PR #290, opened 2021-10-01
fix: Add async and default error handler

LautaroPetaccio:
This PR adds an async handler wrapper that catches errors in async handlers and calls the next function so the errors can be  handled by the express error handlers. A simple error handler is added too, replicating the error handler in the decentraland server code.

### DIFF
◆ ◆ ◆ ◆ ◆
§ **DESCRIPTION OF THE TASK**: Print all the entries above. Keep each one exact.

§ **RESPONSE TO THE TASK**:
PR #290, opened 2021-10-01
fix: Add async and default error handler

LautaroPetaccio:
This PR adds an async handler wrapper that catches errors in async handlers and calls the next function so the errors can be  handled by the express error handlers. A simple error handler is added too, replicating the error handler in the decentraland server code.

### DIFF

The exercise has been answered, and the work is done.